Turn everything over manually before starting it to make sure things are free to turn.  But you probably knew that.  Have a plan to shut it down immediately and practice that until it is second nature, then have it clearly in your mind as the default if you don't like what is happening.  Have a plan, work the plan.

What could possibly go wrong?    Should be    Try to avoid


----------



## Wreck™Wreck (Aug 24, 2017)

Turn it on and stand back.

We got a brand new Trak mill a few months ago, 23" Y, 60" X and 20" Z, ran the first job on a Saturday. Programmed a bolt pattern 16 X 38" with about 20 1" holes, job all set up and programmed. none of the 4 other machinists watching wanted to press the START button the first time, it worked as planned without drama however.


----------



## Old junk (Aug 24, 2017)

Let er rip.


----------



## chip_slinger (Aug 24, 2017)

Thanks for the replies. I like the idea of moving everything manually before turning it on. I may also half fill the headstock and wait overnight to ensure my theory that it isn't leaking is sound.


----------



## Silverbullet (Aug 25, 2017)

We want smooth running machines here. If it don't work your instructed to crate it up and ship to NJ ill take care of the problem child .  Good luck with her but remember I'll take it when it don't work. Yupp


----------



## chip_slinger (Aug 26, 2017)

Well, she runs! Sorta...

Spindle is fully operational, no issues. Runs very smooth. Question: sight glass showing oil level in headstock goes to empty when the spindle is on and the oil pump is pumping. That's normal, right? Read the sightglass when spindle is off, right?

Now onto the issues. Leadscrew doesn't turn. I can rotate it by hand it so it's not bound, and the shear pins appear intact. The automatic feed is turning and allowing for auto feeds. Just not the leadscrew. Any ideas?


----------



## mikey (Aug 26, 2017)

No standards as far as the oil level. Most lathes are filled so the level is half-full in the sight glass and the level drops when the lathe runs. Best to check your manual.

There is usually a knob for the leadscrew with three positions - forward/normal, neutral, and reverse. The knob is usually in the middle of the control panel. Try moving the knob and the leadscrew should engage. It remains in neutral unless you are cutting threads.


----------



## chip_slinger (Aug 26, 2017)

mikey said:


> No standards as far as the oil level. Most lathes are filled so the level is half-full in the sight glass and the level drops when the lathe runs. Best to check your manual.
> 
> There is usually a knob for the leadscrew with three positions - forward/normal, neutral, and reverse. The knob is usually in the middle of the control panel. Try moving the knob and the leadscrew should engage. It remains in neutral unless you are cutting threads.

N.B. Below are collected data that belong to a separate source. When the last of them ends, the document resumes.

PR #5916, opened 2020-02-18
Fixed URP Terrain Depth pass not working in XR

thomas-zeng:
### Checklist for PR maker

---
### Purpose of this PR

Fixed URP Terrain depth pass not working for XR
Related to https://fogbugz.unity3d.com/f/cases/assign/1219278

---
### Testing status

- [ ] Built a player
- Other: 

---
### Comments to reviewers
- Added XR Macros to URP Terrain DepthOnly Pass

The shifter for auto feed and threading seems to be one and the same on this lathe, unless I am wrong and somehow missing something.


----------



## tertiaryjim (Aug 26, 2017)

The feed gear train  should be seen to turn as you rotate the spindle.
If that all turns your back to the feed lever positions as Mike said.


----------



## chip_slinger (Aug 26, 2017)

I took a quick cell phone video of the issue I'm seeing with the leadscrew.


----------



## mikey (Aug 26, 2017)

Normally, the lowest gear in the train is the one that transfers speed to the leadscrew. Between the gear and the leadscrew is the mechanism that allows it to shift into forward, neutral or reverse. Since the gear is clearly rotating and the shear pin is intact, then the issue has to be inside the gearbox. I'm just throwing this out there but I would remove the front panel and have a look.


----------



## chip_slinger (Aug 28, 2017)

Mystery solved. I drained the gear box, removed the feed selection levers and shafts and removed the front cover. No sheared parts, pins or keys. I could by hand make gear selections that then drove the leadscrew without issue. So my theory is that someone was in there before and put one of the levers on incorrectly clocked, so that the feed/thread selection I thought I was making was not actually happening inside the gear box. Come to think of it, I took those levers off like a year ago to clean the rust off of them. Maybe I put it on incorrectly. It doesn't really matter, I know it is all working correctly and I now had an opportunity to change the oil in the gear box and inspect the gears. I still have to put it all back together with all the levers in the correct position. Should be fun.


----------



## mikey (Aug 28, 2017)

Glad you got that sorted. It had to be something like that.


----------